Yes, mildly. All parts of the ZZ contain calcium oxalate crystals, which cause mouth and stomach irritation if chewed by pets or small children. Not lethal, but worth knowing. Place out of reach if you have curious animals or toddlers, or pick a pet-safe plant instead (see the pet-safe article).

Propagation

ZZ plants propagate from leaflets — pull off a single leaflet, let it callous for a day, and stick the cut end into moist propagation mix. In three to nine months, a small rhizome forms and a new stem emerges. It's the slowest common houseplant propagation, but reliable.

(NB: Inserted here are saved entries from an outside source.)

PR #1166, opened 2020-12-10
Make StringSchema.matches options optional

youngbob:
The second parameter to matches() should be optional.

### DIFF
--- a/src/string.ts
+++ b/src/string.ts
@@ -105,7 +105,7 @@ export default class StringSchema<
     });
   }
 
-  matches(regex: RegExp, options: MatchOptions | MatchOptions['message']) {
+  matches(regex: RegExp, options?: MatchOptions | MatchOptions['message']) {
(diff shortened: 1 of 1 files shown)


src/string.ts
```diff
@@ -105,26 +105,24 @@ export default class StringSchema<
     });
   }
 
-  matches(regex: RegExp, options: MatchOptions | MatchOptions['message']) {
+  matches(regex: RegExp, options: MatchOptions | MatchOptions['message'] = locale.matches) {
```
jquense, line 108: this is intentionally not being defaulted up here because it can mess with the overload check below, e.g. messages can be objects. I'd just mark this as optional instead

youngbob: Ok. Reverted and just marked it optional.

jquense (approved):

jquense:
thanks!

PR #1334, opened 2021-04-15
update lodash/lodash-es to fix CVEs flagged in 4.17.20

johnmccabe:
4.17.20 is flagged as being vulnerable to:

- CVE-2021-23337 Lodash versions prior to 4.17.21 are vulnerable to Command Injection via the template function.
- CVE-2020-28500 Lodash versions prior to 4.17.21 are vulnerable to Regular Expression Denial of Service (ReDoS) via the toNumber, trim and trimEnd functions.

See - https://www.openhub.net/p/lodash/security?filter%5Bmajor_version%5D=&filter%5Bperiod%5D=1&filter%5Bversion%5D=3409002148&filter%5Bseverity%5D=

Faster method: divide the rhizomes at repotting time. Each chunk with a stem attached becomes its own plant.

Where to put it

  • Dark hallways and stairwells.
  • Office corners far from windows.
  • Bedrooms with limited light.
  • Rooms you don't visit often — the ZZ will still be alive when you come back.

The bottom line

A ZZ plant is a plant for people who want green in their home without another daily task. Bright indirect light is ideal but not required. Water rarely. Fertilize occasionally or not at all. If it's not doing much, that's normal. When new stems emerge — sometimes only once or twice a year — they emerge fast, unfurl over a week, and set the plant a little more architectural than before.